Hope Center offers scholarships to women who decide to keep the child instead of having an abortion. To critics, that practice creates a scenario that financially incentivizes a woman to keep a pregnancy, and is akin to bribery.

The center is funded by Samaritan’s Purse, a Christian organization and a private foundation. The Hope Center receives taxpayer money from the N.C. budget, according to event organizers.

Prospective state house member Ben Massey was in attendance. He ran for election to the N.C. General Assembly but lost to incumbent Republican Ray Pickett in 2022. He plans on running for election again in 2024 and said that he would remain pro-choice, unlike recent Democrat-to-Republican Tricia Cotham, who switched parties this year to give Republicans a supermajority in the state.

Cotham spoke of her own abortion in a 2015 speech on the floor of the N.C. General Assembly saying, ‘My womb and uterus is not up for you political grab,” in an emotional speech. “This decision was up to me, my husband, my doctor and my God. It was not up to any of you in this chamber.”

Cotham voted in favor of SB 20 and is likely to vote in line with the Republican supermajority to override Cooper’s veto of the bill.

“It is baffling that these organizations like the Hope Center are allowed to exist,” event-attendee Laken Hamby said. “They lure pregnant people in under the guise of providing free, unbiased educational resources regarding abortion only to try to convince those vulnerable people to carry their pregnancy to term.”

Laken Hamby holds a sign she made for the rally. Photo by Taylor Pitt.

“They provide intentional misinformation to people seeking their services in order to further their own agenda. Crisis pregnancy centers often have strong ties to Christian religious groups, and they somehow still receive millions of dollars from taxpayers. It’s egregious.”

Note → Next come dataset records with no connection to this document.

PR #918, opened 2025-08-27
Iridescent fresnel, bxdfs

keptsecret:


include/nbl/builtin/hlsl/bxdf/fresnel.hlsl
```diff
@@ -366,22 +367,43 @@ struct Conductor
...
+        const T etaLen2 = eta2 + etak2;
+        assert(hlsl::all(etaLen2 > hlsl::promote<T>(hlsl::exp2<scalar_type>(-numeric_limits<scalar_type>::digits))));
+        T t1 = etaLen2 * cosTheta_2;
+        const T etaCosTwice = eta * cosTheta * scalar_type(2.0);
+
+        const T rs_common = etaLen2 + cosTheta_2;
+        Rs = (rs_common - etaCosTwice) / (rs_common + etaCosTwice);
+        const T rp_common = t1 + hlsl::promote<T>(1.0);
+        Rp = (rp_common - etaCosTwice) / (rp_common + etaCosTwice);
+    }
```
devshgraphicsprogramming: make a new struct for this e.g. `ThinFilmConductor`, its separate functionality, same for the dielectric

include/nbl/builtin/hlsl/bxdf/reflection/iridescent.hlsl
```diff
@@ -0,0 +1,211 @@
...
+            f.absCosTheta = cache.getLdotH();
+            const spectral_type reflectance = f();
+            quo = reflectance * G2_over_G1;
+        }
+
+        return quotient_pdf_type::create(quo, _pdf);
+    }
+
+    SCookTorrance<Config, ndf_type, fresnel_type, measure_transform_type> __base;
+};
```
devshgraphicsprogramming: you could have just added a Delta NDF, and then used a CookTorrance with Iridescent Fresnel

include/nbl/builtin/hlsl/colorspace.hlsl
```diff
@@ -0,0 +1,198 @@
...
+namespace hlsl
+{
+namespace colorspace
+{
+
+struct colorspace_base
+{
+    NBL_CONSTEXPR_STATIC_INLINE float32_t wavelength_R = 580.0f;
+    NBL_CONSTEXPR_STATIC_INLINE float32_t wavelength_G = 550.0f;
+    NBL_CONSTEXPR_STATIC_INLINE float32_t wavelength_B = 450.0f;
```
devshgraphicsprogramming: noooo, different colorspaces have different wavelengths of the primaries

include/nbl/builtin/hlsl/colorspace.hlsl
```diff
@@ -0,0 +1,198 @@
...
+    }
+    static float32_t3 FromXYZ(float32_t3 val) { return hlsl::mul(FromXYZ(), val); }
+
+    static float32_t3x3 ToXYZ()
+    {
+        return float32_t3x3(
+            float32_t3(0.412391f, 0.357584f, 0.180481f),
+            float32_t3(0.212639f, 0.715169f, 0.072192f),
+            float32_t3(0.019331f, 0.119195f, 0.950532f)
+        );
```
devshgraphicsprogramming: why are you copying literals ? return the encode/decode matrices we already have!

include/nbl/builtin/hlsl/colorspace/decodeCIEXYZ.hlsl
```diff
@@ -1,79 +0,0 @@
...
-namespace colorspace
-{
-namespace decode
-{
-
-NBL_CONSTEXPR float32_t3x3 XYZtoscRGB = float32_t3x3(
-    float32_t3( 3.240970f, -1.537383f, -0.498611f),
-    float32_t3(-0.969244f,  1.875968f,  0.041555f),
-    float32_t3( 0.055630f, -0.203977f,  1.056972f)
-);
```
devshgraphicsprogramming, line 24: don't delete these, they were useful as `static const` globals

include/nbl/builtin/hlsl/bxdf/fresnel.hlsl
```diff
@@ -451,6 +490,140 @@ struct DielectricFrontFaceOnly
...
+        return xyz / scalar_type(1.0685e-7);
+    }
+
+    T operator()()
+    {
+        const vector_type wavelengths = vector_type(colorspace::scRGB::wavelength_R, colorspace::scRGB::wavelength_G, colorspace::scRGB::wavelength_B);
+
+        vector_type eta12 = ior2/ior1;
+        vector_type eta23 = ior3/ior2;
+        vector_type etak23 = iork3/ior2;
```
devshgraphicsprogramming: can you precompute those and store as members?

include/nbl/builtin/hlsl/bxdf/fresnel.hlsl
keptsecret: I will note that it's the same calculation all the way until the end where the regular fresnel just returns `(Rs + Rp) * 0.5` instead of `inout Rs, Rp`

devshgraphicsprogramming: then return `complex_t<T>` and treat Rs as Real and Rp as imag, or make a struct to hold Polarized Reflectance and DRY the code

include/nbl/builtin/hlsl/bxdf/fresnel.hlsl
```diff
@@ -635,12 +645,32 @@ struct Iridescent
...
+    }
+
     scalar_type Dinc;       // thickness of thin film in nanometers, rec. 100-25000nm
-    vector_type ior1;       // usually air (1.0)
-    vector_type ior2;       // thin-film index
-    vector_type ior3;       // complex conductor index, k==0 makes dielectric
-    vector_type iork3;
+    vector_type eta12;      // outside (usually air 1.0) -> thin-film IOR
+    vector_type eta23;      // thin-film -> base material IOR
+    vector_type etak23;     // thin-film -> complex component, k==0 makes dielectric
```
devshgraphicsprogramming: what are the pros and const  of specializing and not having this member when you don't support Transmission

include/nbl/builtin/hlsl/bxdf/fresnel.hlsl
```diff
@@ -552,26 +565,23 @@ struct Iridescent
         return xyz / scalar_type(1.0685e-7);
     }
 
-    T operator()()
+    T operator()(const scalar_type clampedCosTheta /* LdotH */)
```
devshgraphicsprogramming: I'd remove the `LdotH` comment, fresnels are always evaluated with `VdotH`

include/nbl/builtin/hlsl/bxdf/fresnel.hlsl
```diff
@@ -510,13 +510,26 @@ struct Dielectric
...
-template<typename T NBL_PRIMARY_REQUIRES(concepts::FloatingPointLikeVectorial<T>)
+template<typename T, bool SupportsTransmission NBL_PRIMARY_REQUIRES(concepts::FloatingPointLikeVectorial<T>)
 struct Iridescent
 {
+    using this_t = Iridescent<T,SupportsTransmission>;
     using scalar_type = typename vector_traits<T>::scalar_type;
     using monochrome_type = vector<scalar_type, 1>;
     using vector_type = T;  // assert dim==3?
 
+    static this_t create(scalar_type Dinc, vector_type ior1, vector_type ior2, vector_type ior3, vector_type iork3)
```
devshgraphicsprogramming: make a creation struct, too many parameters to a function with same type, easy to mess up

include/nbl/builtin/hlsl/colorspace.hlsl
```diff
@@ -16,104 +18,89 @@ namespace colorspace
...
 struct colorspace_base
 {
-    NBL_CONSTEXPR_STATIC_INLINE float32_t wavelength_R = 580.0f;
-    NBL_CONSTEXPR_STATIC_INLINE float32_t wavelength_G = 550.0f;
-    NBL_CONSTEXPR_STATIC_INLINE float32_t wavelength_B = 450.0f;
+    // default CIE RGB primaries wavelengths
+    NBL_CONSTEXPR_STATIC_INLINE float32_t wavelength_R = 700.0f;
+    NBL_CONSTEXPR_STATIC_INLINE float32_t wavelength_G = 546.1f;
+    NBL_CONSTEXPR_STATIC_INLINE float32_t wavelength_B = 435.8f;
 };
```
devshgraphicsprogramming: don't even, each colorspace just needs to provide them, end of

include/nbl/builtin/hlsl/bxdf/transmission/iridescent.hlsl
```diff
@@ -0,0 +1,212 @@
...
+    NBL_BXDF_CONFIG_ALIAS(anisocache_type, Config);
+    using brdf_type = reflection::SGGXIsotropic<Config>;
+
+    using ndf_type = ndf::GGX<scalar_type, false>;
+    using fresnel_type = fresnel::Iridescent<spectral_type>;
+    using measure_transform_type = ndf::SDualMeasureQuant<scalar_type,true,ndf::MTT_REFLECT_REFRACT>;
+
+    NBL_CONSTEXPR_STATIC_INLINE BxDFClampMode _clamp = BxDFClampMode::BCM_ABS;
+
+    struct SCreationParams
```
devshgraphicsprogramming: yeah special BSDF and BRDF not even needed for this

include/nbl/builtin/hlsl/bxdf/common.hlsl
```diff
@@ -188,11 +188,14 @@ NBL_CONCEPT_END(
...
     ((NBL_CONCEPT_REQ_TYPE)(T::scalar_type))
     ((NBL_CONCEPT_REQ_TYPE)(T::vector3_type))
+    ((NBL_CONCEPT_REQ_TYPE)(T::spectral_type))
     ((NBL_CONCEPT_REQ_EXPR_RET_TYPE)((iso.getV()), ::nbl::hlsl::is_same_v, typename T::ray_dir_info_type))
     ((NBL_CONCEPT_REQ_EXPR_RET_TYPE)((iso.getN()), ::nbl::hlsl::is_same_v, typename T::vector3_type))
     ((NBL_CONCEPT_REQ_EXPR_RET_TYPE)((iso.getNdotV(clampMode)), ::nbl::hlsl::is_same_v, typename T::scalar_type))
     ((NBL_CONCEPT_REQ_EXPR_RET_TYPE)((iso.getNdotV2()), ::nbl::hlsl::is_same_v, typename T::scalar_type))
     ((NBL_CONCEPT_REQ_EXPR_RET_TYPE)((iso.getPathOrigin()), ::nbl::hlsl::is_same_v, PathOrigin))
+    ((NBL_CONCEPT_REQ_EXPR_RET_TYPE)((iso.getLuminosityContributionHint()), ::nbl::hlsl::is_same_v, typename T::spectral_type))
+    ((NBL_CONCEPT_REQ_EXPR_RET_TYPE)((iso.getPrefixThroughputWeights()), ::nbl::hlsl::is_same_v, typename T::spectral_type))
```
devshgraphicsprogramming: I'd only have `getLuminosityContributionHint`

include/nbl/builtin/hlsl/bxdf/common.hlsl
```diff
@@ -230,11 +237,20 @@ struct SIsotropic
...
+        return prefixThroughputWeights / math::lpNorm<spectral_type,1>(prefixThroughputWeights);
+    }
 
     RayDirInfo V;
     vector3_type N;
     scalar_type NdotV;
     scalar_type NdotV2;
+
+    spectral_type luminosityContributionHint;
+    spectral_type throughputWeights;    // product of all quotients so far
```
devshgraphicsprogramming: you only need `luminosityContributionHint`, so you're not doing the abs sum and div on every invocation

everything multiplied up to this point basically

include/nbl/builtin/hlsl/bxdf/ndf/beckmann.hlsl
```diff
@@ -337,8 +335,13 @@ struct Beckmann
     quant_type DG1(NBL_CONST_REF_ARG(dg1_query_type) query, NBL_CONST_REF_ARG(quant_query_type) quant_query, NBL_CONST_REF_ARG(LS) _sample, NBL_CONST_REF_ARG(Interaction) interaction, NBL_REF_ARG(bool) isInfinity)
     {
         scalar_type D = query.getNdf();
-        scalar_type dg1 = query.getNdf() / (scalar_type(1.0) + query.getLambdaV());
-        isInfinity = D == bit_cast<scalar_type>(numeric_limits<scalar_type>::infinity);
+        isInfinity = hlsl::isinf(D);
+        if (isInfinity)
+        {
+            quant_type dmq;
+            return dmq;
```
devshgraphicsprogramming, line 344: you're returning an uninitialized variable, the values will be bogus

include/nbl/builtin/hlsl/bxdf/ndf/ggx.hlsl
```diff
@@ -282,10 +277,13 @@ struct GGX
     quant_type DG1(NBL_CONST_REF_ARG(dg1_query_type) query, NBL_CONST_REF_ARG(quant_query_type) quant_query, NBL_CONST_REF_ARG(LS) _sample, NBL_CONST_REF_ARG(Interaction) interaction, NBL_REF_ARG(bool) isInfinity)
     {
         scalar_type D = query.getNdfwoNumerator();
-        scalar_type dg1_over_2NdotV = query.getNdfwoNumerator() * query.getG1over2NdotV();
-        isInfinity = D == bit_cast<scalar_type>(numeric_limits<scalar_type>::infinity);
+        isInfinity = hlsl::isinf(D);
         quant_type dmq;
-        dmq.microfacetMeasure = scalar_type(2.0) * interaction.getNdotV(_clamp) * dg1_over_2NdotV;
+        if (isInfinity)
+            return dmq;
```
devshgraphicsprogramming, line 284: again, undef var

include/nbl/builtin/hlsl/bxdf/base/cook_torrance_base.hlsl
```diff
@@ -155,13 +102,46 @@ struct SCookTorrance
...
+    }
+    template<class Interaction=conditional_t<IsAnisotropic,anisotropic_interaction_type,isotropic_interaction_type>,
+            class MicrofacetCache=conditional_t<IsAnisotropic,anisocache_type,isocache_type>, typename C=bool_constant<IsBSDF> >
+    static enable_if_t<C::value && IsBSDF, bool> checkValid(NBL_CONST_REF_ARG(fresnel_type) orientedFresnel, NBL_CONST_REF_ARG(sample_type) _sample, NBL_CONST_REF_ARG(Interaction) interaction, NBL_CONST_REF_ARG(MicrofacetCache) cache)
+    {
+        fresnel::OrientedEtas<monochrome_type> orientedEta = fresnel::OrientedEtas<monochrome_type>::create(scalar_type(1.0), hlsl::promote<monochrome_type>(orientedFresnel.getRefractionOrientedEta()));
+        return cache.isValid(orientedEta);
+    }
+
+    bool dotIsUnity(const vector3_type a, const vector3_type b)
```
devshgraphicsprogramming: prefix the methods with `__` to indicate privateness

include/nbl/builtin/hlsl/bxdf/base/cook_torrance_base.hlsl
```diff
@@ -178,7 +158,7 @@ struct SCookTorrance
 
         overwriteDG<Interaction, MicrofacetCache>(DG, ndf, gq, qq, _sample, interaction, cache, isInfinity);
 
-        if (isInfinity)
+        if (isInfinity) // after all calls setting DG, allows compiler to throw away calls to ndf.D if using overwriteDG
```
devshgraphicsprogramming: better comment, you need to specifically call out why its not combined with the `!isInfinity` above the `overwriteDG`

include/nbl/builtin/hlsl/bxdf/base/cook_torrance_base.hlsl
devshgraphicsprogramming: also use `NBL_FUNC_REQUIRES` instead of `enable_if_t` on the return type

include/nbl/builtin/hlsl/bxdf/base/cook_torrance_base.hlsl
```diff
@@ -325,13 +308,14 @@ struct SCookTorrance
...
-        fresnel_type _f = impl::getOrientedFresnel<fresnel_type, IsBSDF>::__call(fresnel, interaction.getNdotV());
+        fresnel_type _f = getOrientedFresnel(fresnel, interaction.getNdotV());
         quant_query_type qq = impl::quant_query_helper<ndf_type, fresnel_type, IsBSDF>::template __call<Interaction, MicrofacetCache>(ndf, _f, interaction, cache);
         quant_type DG1 = ndf.template DG1<sample_type, Interaction>(dq, qq, _sample, interaction, isInfinity);
 
         NBL_IF_CONSTEXPR(IsBSDF)
         {
-            const scalar_type reflectance = _f(hlsl::abs(cache.getVdotH()))[0];
+            spectral_type prefixThroughputWeights = interaction.getPrefixThroughputWeights();
+            const scalar_type reflectance = hlsl::dot(impl::__implicit_promote<spectral_type, typename fresnel_type::vector_type>::__call(_f(hlsl::abs(cache.getVdotH()))), prefixThroughputWeights);
```
devshgraphicsprogramming: ok you don't want to promote a 1D value to 3D to do a dot product which you know weights to 1.f

You want to do an
```cpp
fresnel_type::vector_type fresnelValue = _f(hlsl::abs(cache.getVdotH()))[0];
NBL_IF_CONSTEXPR(fresnel_type::monochrome)
{
   reflectance = fresnelValue;
}
else
{
   reflectance = hlsl::dot(interaction.getPrefixThroughputWeights(),fresnelValue);
}
```

Also something somewhere (the Config) needs to check that the Fresnel `operator()`'s return type is either monochrome or the same as Interaction's `spectral_type`

Finally you probably need this commonalized into some pseudo-private method for the BSDF cook torrance, since you need it for:
- generate to decide reflection vs refraction
- pdf to compute the pdf
- quotient_and_pdf to compute both

include/nbl/builtin/hlsl/bxdf/base/cook_torrance_base.hlsl
```diff
@@ -378,7 +362,13 @@ struct SCookTorrance
 
         spectral_type quo;
         NBL_IF_CONSTEXPR(IsBSDF)
-            quo = hlsl::promote<spectral_type>(G2_over_G1);
+        {
+            spectral_type prefixThroughputWeights = interaction.getPrefixThroughputWeights();
+            spectral_type reflectance = impl::__implicit_promote<spectral_type, typename fresnel_type::vector_type>::__call(_f(hlsl::abs(cache.getVdotH())));
+            const scalar_type scaled_reflectance = hlsl::dot(reflectance, prefixThroughputWeights);
+            quo = hlsl::mix(reflectance / scaled_reflectance,
+                    (hlsl::promote<spectral_type>(1.0) - reflectance) / (scalar_type(1.0) - scaled_reflectance), cache.isTransmission()) * G2_over_G1;
```
devshgraphicsprogramming: btw fun fact, you can do `fresnelVal = mix(reflectance,hlsl::promote<fresnel_type::vector_type>(1.0)-reflectance,cache.isTransmission())` first, and then just compute `fresnelVal/dot(lumaCoeffs,fresnelVal)`

because of the way everything is a linear combo and weights add up to 1

P.S. Obivously don't do the division and dot product if Fresnel is monochrome https://github.com/Devsh-Graphics-Programming/Nabla/pull/918#discussion_r2498628665

include/nbl/builtin/hlsl/colorspace.hlsl
devshgraphicsprogramming: the base inheritance makes no sense

include/nbl/builtin/hlsl/bxdf/base/cook_torrance_base.hlsl
```diff
@@ -263,50 +271,25 @@ struct SCookTorrance
         {
             assert(NdotV*VdotH >= scalar_type(0.0));
         }
-        const scalar_type reflectance = _f(hlsl::abs(VdotH))[0];
+
+        spectral_type prefixThroughputWeights = interaction.getPrefixThroughputWeights();
+        const scalar_type reflectance = hlsl::dot(impl::__implicit_promote<spectral_type, typename fresnel_type::vector_type>::__call(_f(hlsl::abs(VdotH))), prefixThroughputWeights);
```
devshgraphicsprogramming: see the other comment about avoiding dot product when fresnel is monochrome and commonalizing

include/nbl/builtin/hlsl/math/angle_adding.hlsl
```diff
@@ -21,53 +21,47 @@ struct sincos_accumulator
...
+        const T sinB = runningSum.imag();
+        const bool reverse = abs<T>(min<T>(a, cosB)) > max<T>(a, cosB);
+        const T c = a * cosB - sinA * sinB;
+        const T d = sinA * cosB + a * sinB;
 
         runningSum.real(ieee754::flipSign<T>(c, reverse));
-        runningSum.imag(hlsl::mix(bias, bias + numbers::pi<T>, reverse));
+        runningSum.imag(ieee754::flipSign<T>(d, reverse));
+
+        wraparound += hlsl::mix(0u, 1u, reverse);
```
devshgraphicsprogramming: i think `if (reverse) wraparound++;` would work more efficiently, also why not rename `reverse` into `overflow`

include/nbl/builtin/hlsl/math/angle_adding.hlsl
```diff
@@ -21,53 +21,47 @@ struct sincos_accumulator
...
-        const bool ABltminusC = cosSumAB < (-cosC);
-        const bool ABltC = cosSumAB < cosC;
-        // apply triple angle formula
-        const T absArccosSumABC = acos<T>(clamp<T>(cosSumAB * cosC - (cosA * sinB + sinA * cosB) * sinC, T(-1.0), T(1.0)));
-        return ((AltminusB ? ABltC : ABltminusC) ? (-absArccosSumABC) : absArccosSumABC) + ((AltminusB || ABltminusC) ? numbers::pi<T> : (-numbers::pi<T>));
+        return acos<T>(runningSum.real()) + wraparound * numbers::pi<T>;
     }
 
     complex_t<T> runningSum;
+    uint16_t wraparound;
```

Many at the rally spoke of separation of church and state, which is in the United States Bill of Rights, as central to the issue of many crisis pregnancy centers, like Hope, receiving taxpayer money.

Speaking about SB 20, Cathy Kramer, another participant at the rally, said “It is absolute absurdity that the right to my own body can be stripped from me by the very people who are supposed to protect me. I’m attending the Hope Center protest to advocate for those who may be affected by SB 20 and to show my support for those who have been negatively impacted by mistreatment from crisis pregnancy centers.”